§ Exercise directions
Please copy, character for character, each line from the beginning of the listing to the line containing "3. Process the MO first (state: done).", including both.
++++
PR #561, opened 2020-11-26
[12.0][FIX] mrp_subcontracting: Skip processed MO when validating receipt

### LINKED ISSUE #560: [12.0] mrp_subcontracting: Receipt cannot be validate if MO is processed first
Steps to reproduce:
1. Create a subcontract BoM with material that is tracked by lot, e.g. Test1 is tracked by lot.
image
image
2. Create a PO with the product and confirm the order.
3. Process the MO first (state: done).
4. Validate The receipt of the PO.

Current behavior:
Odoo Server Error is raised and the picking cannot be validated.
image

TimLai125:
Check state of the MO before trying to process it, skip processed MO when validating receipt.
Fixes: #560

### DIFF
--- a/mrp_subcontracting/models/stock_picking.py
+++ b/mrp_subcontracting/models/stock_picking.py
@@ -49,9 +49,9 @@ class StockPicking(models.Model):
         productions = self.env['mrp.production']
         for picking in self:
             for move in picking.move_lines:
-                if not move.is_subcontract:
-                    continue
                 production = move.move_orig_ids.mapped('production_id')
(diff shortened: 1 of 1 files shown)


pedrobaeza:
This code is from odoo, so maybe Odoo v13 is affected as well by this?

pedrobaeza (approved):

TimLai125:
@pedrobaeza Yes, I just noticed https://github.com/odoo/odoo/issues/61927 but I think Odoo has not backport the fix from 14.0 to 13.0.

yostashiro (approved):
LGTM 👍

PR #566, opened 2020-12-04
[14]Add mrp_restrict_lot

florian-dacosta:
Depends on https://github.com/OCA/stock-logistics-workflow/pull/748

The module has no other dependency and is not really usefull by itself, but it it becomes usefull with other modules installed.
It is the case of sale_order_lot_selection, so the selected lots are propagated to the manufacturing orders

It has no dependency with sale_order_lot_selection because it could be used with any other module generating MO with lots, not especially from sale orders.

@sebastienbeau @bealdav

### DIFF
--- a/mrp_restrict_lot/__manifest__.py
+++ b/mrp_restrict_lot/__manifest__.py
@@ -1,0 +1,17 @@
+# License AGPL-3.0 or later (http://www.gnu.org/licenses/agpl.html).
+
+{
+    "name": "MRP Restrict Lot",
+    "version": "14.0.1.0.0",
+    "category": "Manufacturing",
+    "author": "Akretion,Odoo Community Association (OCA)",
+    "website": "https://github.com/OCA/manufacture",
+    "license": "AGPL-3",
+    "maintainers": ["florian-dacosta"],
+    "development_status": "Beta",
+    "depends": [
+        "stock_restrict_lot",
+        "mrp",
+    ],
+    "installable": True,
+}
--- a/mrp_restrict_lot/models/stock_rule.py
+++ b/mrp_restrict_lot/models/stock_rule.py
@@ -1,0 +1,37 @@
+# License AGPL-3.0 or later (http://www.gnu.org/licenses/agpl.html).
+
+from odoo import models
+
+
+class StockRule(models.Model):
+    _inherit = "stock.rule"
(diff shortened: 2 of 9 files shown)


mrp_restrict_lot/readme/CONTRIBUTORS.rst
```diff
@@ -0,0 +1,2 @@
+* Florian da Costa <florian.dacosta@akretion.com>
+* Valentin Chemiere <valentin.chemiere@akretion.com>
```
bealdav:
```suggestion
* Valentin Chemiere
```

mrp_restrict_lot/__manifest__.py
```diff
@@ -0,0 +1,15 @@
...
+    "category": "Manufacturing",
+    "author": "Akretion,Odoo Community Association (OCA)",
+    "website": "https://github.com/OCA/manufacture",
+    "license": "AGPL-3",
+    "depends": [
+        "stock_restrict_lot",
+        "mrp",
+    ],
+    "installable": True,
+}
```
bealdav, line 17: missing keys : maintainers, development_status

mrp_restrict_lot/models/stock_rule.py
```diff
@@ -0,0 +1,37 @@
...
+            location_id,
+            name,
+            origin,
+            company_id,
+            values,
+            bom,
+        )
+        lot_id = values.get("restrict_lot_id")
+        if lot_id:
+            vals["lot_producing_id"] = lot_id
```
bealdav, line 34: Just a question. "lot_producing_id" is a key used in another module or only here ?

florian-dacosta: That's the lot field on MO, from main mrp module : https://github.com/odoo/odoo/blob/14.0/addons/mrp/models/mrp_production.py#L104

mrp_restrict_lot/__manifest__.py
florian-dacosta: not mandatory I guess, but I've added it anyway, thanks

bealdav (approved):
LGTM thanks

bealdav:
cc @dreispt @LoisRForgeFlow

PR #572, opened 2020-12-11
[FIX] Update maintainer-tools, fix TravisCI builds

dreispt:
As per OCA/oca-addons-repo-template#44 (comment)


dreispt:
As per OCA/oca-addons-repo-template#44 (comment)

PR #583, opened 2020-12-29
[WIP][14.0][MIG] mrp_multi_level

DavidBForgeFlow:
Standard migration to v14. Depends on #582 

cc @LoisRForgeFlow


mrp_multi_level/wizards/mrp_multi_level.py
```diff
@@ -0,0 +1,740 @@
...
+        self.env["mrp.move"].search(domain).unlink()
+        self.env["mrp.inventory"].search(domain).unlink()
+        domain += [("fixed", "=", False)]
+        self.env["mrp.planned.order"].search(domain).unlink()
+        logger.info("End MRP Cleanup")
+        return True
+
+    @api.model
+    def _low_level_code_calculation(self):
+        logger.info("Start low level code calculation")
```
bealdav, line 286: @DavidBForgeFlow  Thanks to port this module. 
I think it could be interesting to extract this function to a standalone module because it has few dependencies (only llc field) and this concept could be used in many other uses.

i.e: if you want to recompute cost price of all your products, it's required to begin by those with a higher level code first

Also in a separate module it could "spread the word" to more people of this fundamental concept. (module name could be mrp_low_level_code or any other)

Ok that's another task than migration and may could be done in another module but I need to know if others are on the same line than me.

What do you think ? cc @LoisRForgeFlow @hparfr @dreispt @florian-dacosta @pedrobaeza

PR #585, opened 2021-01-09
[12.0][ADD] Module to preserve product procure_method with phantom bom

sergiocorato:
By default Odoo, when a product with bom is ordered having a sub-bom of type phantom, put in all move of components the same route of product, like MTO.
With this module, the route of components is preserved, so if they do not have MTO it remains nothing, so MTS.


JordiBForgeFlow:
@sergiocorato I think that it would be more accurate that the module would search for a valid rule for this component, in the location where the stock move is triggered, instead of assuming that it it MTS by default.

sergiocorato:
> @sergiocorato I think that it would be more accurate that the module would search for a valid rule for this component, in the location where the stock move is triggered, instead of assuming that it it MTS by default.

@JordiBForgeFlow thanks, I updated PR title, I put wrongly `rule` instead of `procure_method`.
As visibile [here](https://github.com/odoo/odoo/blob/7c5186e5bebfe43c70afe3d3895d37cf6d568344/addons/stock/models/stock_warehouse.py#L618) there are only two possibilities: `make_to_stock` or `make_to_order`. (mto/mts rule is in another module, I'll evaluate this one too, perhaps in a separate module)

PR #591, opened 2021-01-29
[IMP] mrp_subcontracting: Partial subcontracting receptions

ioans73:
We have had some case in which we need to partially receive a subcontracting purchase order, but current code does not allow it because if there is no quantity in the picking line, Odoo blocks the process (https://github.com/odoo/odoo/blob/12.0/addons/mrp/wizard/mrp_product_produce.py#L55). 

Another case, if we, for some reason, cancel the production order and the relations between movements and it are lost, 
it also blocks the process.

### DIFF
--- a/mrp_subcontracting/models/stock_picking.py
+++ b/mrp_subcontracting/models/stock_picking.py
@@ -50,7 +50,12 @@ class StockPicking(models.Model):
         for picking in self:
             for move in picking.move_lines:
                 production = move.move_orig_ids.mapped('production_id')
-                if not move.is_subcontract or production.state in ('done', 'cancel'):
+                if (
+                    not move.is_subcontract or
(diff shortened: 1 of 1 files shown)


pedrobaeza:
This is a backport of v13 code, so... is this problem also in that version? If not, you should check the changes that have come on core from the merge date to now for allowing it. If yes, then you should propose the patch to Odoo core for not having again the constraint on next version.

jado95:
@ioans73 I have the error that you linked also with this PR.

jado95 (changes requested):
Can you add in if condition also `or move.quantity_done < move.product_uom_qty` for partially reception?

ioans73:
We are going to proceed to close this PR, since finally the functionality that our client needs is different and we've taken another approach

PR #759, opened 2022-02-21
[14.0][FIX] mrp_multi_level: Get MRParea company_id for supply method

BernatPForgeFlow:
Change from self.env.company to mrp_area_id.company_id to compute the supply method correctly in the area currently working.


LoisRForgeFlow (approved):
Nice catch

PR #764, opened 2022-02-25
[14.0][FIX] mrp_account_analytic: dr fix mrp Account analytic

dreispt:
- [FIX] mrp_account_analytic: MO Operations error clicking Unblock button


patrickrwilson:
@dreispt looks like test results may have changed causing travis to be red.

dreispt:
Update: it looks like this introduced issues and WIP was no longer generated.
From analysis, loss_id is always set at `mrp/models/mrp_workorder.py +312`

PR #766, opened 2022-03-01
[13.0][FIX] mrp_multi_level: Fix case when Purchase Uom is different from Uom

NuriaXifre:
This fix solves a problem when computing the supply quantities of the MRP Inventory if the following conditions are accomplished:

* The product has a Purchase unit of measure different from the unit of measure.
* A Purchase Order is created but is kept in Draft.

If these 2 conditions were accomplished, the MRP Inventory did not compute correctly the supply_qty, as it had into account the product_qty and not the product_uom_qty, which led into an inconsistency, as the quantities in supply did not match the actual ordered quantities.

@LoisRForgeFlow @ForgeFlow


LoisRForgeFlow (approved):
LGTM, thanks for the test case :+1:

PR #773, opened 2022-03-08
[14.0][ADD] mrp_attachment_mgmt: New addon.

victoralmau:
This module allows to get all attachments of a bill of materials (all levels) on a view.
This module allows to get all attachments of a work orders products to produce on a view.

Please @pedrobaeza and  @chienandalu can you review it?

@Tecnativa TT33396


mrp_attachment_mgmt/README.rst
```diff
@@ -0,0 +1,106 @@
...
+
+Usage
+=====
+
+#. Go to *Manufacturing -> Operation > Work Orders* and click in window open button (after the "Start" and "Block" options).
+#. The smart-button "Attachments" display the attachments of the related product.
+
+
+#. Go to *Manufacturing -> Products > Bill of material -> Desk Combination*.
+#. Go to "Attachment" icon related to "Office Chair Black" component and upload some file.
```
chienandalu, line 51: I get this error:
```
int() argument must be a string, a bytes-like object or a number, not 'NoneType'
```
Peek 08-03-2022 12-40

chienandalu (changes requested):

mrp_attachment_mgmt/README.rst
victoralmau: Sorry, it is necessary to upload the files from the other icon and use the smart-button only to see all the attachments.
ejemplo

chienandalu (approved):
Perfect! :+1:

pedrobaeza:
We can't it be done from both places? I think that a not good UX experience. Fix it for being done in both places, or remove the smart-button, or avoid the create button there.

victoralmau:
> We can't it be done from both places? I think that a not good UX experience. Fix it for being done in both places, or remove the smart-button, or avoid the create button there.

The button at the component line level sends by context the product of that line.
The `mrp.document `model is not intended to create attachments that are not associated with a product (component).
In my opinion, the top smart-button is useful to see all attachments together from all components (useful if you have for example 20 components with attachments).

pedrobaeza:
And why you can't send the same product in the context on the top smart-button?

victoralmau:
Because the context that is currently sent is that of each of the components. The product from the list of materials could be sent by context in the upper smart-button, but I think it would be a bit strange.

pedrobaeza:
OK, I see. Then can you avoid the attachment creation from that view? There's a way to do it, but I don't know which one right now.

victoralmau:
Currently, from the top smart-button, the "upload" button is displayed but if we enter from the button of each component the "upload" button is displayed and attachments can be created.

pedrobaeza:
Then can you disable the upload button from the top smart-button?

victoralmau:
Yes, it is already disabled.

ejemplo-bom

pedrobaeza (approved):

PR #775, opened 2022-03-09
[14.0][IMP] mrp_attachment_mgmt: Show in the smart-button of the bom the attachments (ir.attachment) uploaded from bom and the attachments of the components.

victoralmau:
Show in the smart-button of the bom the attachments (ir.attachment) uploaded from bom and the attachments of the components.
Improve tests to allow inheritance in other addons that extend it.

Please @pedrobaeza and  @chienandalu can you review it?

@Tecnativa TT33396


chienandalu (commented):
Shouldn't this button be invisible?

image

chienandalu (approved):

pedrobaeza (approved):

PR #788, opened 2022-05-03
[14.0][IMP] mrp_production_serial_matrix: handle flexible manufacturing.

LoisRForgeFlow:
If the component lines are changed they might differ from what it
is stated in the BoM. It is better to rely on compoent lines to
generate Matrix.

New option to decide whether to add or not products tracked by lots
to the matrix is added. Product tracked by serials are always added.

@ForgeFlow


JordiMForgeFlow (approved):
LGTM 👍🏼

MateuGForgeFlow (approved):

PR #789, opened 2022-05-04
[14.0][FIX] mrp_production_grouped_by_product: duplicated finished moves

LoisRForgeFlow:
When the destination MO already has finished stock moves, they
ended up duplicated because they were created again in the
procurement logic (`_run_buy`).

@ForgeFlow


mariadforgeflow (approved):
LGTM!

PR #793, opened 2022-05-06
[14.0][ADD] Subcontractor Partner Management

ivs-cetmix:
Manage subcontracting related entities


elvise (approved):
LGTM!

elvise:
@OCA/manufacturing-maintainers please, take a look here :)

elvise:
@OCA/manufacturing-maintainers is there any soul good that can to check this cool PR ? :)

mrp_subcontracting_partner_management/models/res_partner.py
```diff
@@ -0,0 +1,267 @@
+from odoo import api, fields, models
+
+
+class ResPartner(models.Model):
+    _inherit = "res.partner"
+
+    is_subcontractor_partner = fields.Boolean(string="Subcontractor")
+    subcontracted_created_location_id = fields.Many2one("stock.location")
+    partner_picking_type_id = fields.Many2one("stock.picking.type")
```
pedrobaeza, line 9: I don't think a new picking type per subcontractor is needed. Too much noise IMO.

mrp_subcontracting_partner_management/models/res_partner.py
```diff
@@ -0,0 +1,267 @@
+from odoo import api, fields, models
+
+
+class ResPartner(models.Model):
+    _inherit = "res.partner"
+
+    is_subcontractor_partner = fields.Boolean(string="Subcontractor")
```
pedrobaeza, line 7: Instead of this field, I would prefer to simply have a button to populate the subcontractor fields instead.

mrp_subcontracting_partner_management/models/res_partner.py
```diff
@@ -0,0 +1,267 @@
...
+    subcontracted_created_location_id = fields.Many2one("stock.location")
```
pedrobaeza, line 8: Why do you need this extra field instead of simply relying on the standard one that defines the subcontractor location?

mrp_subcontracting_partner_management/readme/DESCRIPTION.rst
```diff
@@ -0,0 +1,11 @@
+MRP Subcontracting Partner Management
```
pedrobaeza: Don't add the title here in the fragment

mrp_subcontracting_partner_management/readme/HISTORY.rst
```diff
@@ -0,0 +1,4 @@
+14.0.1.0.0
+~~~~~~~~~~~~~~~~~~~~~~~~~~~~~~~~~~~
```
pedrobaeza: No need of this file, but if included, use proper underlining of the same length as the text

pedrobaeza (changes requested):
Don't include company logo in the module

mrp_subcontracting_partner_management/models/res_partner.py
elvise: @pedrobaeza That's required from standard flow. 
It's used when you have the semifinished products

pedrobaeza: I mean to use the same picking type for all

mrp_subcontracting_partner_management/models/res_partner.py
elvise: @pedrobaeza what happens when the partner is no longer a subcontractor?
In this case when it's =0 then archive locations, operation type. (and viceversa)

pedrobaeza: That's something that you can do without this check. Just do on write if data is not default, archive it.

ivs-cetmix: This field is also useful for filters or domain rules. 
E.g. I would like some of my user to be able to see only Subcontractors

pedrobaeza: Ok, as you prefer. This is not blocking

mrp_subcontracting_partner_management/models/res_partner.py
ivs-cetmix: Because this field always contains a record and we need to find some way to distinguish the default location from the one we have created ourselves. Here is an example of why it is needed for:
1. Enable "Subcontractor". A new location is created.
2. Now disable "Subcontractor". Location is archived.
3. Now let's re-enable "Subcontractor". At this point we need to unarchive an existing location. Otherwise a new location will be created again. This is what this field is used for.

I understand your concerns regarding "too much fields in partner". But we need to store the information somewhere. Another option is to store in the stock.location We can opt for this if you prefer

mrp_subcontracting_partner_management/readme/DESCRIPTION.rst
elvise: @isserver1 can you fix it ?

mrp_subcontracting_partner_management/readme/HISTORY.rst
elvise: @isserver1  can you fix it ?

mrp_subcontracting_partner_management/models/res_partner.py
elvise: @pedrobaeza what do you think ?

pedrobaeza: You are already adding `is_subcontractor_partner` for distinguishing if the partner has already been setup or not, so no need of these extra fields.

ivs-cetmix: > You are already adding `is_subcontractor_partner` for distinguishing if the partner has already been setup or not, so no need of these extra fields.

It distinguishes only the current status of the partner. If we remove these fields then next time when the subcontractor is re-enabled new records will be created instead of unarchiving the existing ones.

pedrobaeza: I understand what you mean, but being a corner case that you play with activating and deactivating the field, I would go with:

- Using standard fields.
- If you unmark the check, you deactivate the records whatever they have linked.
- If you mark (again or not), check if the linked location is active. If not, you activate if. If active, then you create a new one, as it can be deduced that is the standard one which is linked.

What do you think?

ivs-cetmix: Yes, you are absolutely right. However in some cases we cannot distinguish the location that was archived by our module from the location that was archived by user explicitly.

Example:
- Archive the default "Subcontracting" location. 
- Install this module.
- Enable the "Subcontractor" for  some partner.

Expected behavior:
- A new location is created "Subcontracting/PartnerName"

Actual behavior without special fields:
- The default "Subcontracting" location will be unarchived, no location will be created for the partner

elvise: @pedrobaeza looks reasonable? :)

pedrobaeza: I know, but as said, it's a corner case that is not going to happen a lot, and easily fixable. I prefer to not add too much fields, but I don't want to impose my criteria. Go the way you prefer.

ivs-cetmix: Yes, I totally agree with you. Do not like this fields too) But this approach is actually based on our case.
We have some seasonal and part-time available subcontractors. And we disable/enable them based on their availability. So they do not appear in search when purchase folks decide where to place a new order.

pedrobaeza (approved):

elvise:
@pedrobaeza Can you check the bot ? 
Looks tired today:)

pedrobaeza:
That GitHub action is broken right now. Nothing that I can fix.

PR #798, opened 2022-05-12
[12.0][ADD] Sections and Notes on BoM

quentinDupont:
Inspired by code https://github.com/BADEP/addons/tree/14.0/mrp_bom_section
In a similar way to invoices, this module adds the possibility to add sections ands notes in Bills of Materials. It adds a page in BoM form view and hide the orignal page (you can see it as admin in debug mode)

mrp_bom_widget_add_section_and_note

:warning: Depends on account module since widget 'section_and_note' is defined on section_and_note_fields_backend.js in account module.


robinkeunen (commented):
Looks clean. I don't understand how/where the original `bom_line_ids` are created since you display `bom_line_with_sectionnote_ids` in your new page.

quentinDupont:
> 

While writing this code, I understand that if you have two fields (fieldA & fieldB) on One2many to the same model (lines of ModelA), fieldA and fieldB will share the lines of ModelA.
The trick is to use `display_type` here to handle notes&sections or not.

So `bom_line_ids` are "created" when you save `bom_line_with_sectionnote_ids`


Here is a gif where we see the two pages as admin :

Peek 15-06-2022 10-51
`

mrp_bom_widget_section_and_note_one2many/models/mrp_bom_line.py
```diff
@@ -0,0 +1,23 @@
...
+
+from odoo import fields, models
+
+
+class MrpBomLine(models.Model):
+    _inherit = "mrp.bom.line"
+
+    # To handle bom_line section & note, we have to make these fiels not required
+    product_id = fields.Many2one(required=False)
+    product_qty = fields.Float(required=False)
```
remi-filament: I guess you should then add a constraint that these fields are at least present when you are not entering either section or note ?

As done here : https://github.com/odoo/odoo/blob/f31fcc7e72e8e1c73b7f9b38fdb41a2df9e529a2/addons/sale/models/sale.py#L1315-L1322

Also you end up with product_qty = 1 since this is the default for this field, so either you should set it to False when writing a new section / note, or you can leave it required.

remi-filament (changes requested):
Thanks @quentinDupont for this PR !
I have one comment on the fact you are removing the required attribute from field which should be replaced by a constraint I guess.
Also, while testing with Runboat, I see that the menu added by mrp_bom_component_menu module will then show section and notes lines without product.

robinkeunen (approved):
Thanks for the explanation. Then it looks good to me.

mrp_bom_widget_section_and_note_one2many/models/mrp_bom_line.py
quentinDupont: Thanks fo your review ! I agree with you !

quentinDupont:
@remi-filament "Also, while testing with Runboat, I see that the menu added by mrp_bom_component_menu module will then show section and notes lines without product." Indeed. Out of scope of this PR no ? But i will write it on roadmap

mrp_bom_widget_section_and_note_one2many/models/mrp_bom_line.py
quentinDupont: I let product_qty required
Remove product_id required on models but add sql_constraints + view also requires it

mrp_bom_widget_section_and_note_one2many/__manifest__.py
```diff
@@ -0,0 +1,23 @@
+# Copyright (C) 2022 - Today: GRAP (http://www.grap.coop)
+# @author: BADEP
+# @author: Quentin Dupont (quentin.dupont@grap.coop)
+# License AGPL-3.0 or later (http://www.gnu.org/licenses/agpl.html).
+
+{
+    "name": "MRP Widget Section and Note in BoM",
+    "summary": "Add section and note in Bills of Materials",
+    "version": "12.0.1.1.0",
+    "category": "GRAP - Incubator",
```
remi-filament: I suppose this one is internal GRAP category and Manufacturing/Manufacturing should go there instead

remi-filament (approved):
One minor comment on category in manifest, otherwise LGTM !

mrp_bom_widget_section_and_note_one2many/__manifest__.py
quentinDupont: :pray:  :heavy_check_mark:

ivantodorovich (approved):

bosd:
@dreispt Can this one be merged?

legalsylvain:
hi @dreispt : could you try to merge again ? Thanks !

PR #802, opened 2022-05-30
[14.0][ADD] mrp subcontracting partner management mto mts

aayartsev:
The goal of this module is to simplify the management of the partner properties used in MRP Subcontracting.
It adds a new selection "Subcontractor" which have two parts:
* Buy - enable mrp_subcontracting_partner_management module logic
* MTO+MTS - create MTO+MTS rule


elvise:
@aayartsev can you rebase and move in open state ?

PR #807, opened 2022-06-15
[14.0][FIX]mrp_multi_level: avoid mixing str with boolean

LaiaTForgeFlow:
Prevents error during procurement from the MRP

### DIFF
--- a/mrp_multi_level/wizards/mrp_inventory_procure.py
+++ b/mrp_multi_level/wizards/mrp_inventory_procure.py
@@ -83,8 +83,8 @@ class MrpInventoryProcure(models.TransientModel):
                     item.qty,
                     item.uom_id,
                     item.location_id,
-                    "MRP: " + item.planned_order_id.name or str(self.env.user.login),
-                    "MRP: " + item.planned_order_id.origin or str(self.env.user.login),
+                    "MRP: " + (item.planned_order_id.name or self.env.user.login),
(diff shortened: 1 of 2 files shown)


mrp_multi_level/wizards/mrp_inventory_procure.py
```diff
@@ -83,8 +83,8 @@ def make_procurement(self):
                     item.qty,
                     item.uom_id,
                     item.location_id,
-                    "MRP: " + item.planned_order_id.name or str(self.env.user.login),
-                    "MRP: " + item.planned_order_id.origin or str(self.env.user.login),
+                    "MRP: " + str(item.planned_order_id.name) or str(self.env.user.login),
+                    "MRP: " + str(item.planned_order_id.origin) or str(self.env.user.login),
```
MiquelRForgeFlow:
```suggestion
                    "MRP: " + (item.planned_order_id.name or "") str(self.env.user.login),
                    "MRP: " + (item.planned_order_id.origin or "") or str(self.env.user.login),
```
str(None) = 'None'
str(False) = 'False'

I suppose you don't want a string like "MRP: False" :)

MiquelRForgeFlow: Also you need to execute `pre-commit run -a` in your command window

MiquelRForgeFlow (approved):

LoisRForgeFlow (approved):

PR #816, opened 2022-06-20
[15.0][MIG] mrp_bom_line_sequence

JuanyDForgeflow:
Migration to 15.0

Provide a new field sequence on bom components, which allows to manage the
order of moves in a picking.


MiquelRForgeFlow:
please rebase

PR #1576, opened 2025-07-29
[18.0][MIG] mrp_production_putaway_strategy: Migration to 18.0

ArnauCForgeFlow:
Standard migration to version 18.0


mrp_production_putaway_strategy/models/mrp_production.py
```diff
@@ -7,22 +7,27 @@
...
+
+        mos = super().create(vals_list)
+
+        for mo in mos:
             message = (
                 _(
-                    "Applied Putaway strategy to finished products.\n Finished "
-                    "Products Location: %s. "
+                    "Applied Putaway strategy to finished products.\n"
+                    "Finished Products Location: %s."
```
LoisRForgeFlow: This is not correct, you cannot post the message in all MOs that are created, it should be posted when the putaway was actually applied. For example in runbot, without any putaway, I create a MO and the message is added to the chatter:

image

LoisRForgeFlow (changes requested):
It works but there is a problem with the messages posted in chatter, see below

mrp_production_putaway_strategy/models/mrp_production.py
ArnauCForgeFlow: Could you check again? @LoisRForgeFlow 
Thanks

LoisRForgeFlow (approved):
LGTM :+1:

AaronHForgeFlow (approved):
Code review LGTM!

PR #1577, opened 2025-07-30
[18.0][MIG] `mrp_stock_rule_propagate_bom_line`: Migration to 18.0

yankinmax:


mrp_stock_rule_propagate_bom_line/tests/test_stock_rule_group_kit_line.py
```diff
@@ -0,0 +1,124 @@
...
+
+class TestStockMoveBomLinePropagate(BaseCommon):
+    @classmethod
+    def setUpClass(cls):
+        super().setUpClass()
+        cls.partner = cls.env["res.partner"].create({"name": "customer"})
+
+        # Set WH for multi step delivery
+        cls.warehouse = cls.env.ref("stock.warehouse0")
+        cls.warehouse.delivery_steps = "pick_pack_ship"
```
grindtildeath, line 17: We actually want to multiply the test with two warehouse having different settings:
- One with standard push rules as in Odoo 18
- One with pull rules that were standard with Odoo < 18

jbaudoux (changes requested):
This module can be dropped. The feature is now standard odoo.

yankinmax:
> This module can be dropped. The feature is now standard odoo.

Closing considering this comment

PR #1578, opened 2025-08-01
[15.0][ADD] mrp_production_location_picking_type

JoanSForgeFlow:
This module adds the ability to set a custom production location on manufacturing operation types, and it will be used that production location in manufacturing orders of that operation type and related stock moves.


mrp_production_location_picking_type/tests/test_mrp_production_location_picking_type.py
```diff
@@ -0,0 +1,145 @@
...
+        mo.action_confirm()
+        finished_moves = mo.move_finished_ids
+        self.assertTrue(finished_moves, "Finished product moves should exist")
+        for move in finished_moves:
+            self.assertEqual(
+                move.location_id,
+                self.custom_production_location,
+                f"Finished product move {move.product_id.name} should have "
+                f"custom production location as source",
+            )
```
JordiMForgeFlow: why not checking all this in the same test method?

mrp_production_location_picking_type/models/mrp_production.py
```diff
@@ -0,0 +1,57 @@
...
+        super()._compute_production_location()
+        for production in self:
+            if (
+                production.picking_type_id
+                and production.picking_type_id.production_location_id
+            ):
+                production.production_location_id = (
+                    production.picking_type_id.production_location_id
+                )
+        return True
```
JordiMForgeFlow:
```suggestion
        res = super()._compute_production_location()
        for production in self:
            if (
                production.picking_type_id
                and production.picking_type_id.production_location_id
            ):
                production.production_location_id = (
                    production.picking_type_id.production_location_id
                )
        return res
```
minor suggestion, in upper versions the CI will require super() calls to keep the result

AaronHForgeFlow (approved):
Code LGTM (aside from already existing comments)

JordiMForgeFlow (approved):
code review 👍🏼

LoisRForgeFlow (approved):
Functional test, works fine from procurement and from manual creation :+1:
++++
§ Written solution
PR #561, opened 2020-11-26
[12.0][FIX] mrp_subcontracting: Skip processed MO when validating receipt

### LINKED ISSUE #560: [12.0] mrp_subcontracting: Receipt cannot be validate if MO is processed first
Steps to reproduce:
1. Create a subcontract BoM with material that is tracked by lot, e.g. Test1 is tracked by lot.
image
image
2. Create a PO with the product and confirm the order.
3. Process the MO first (state: done).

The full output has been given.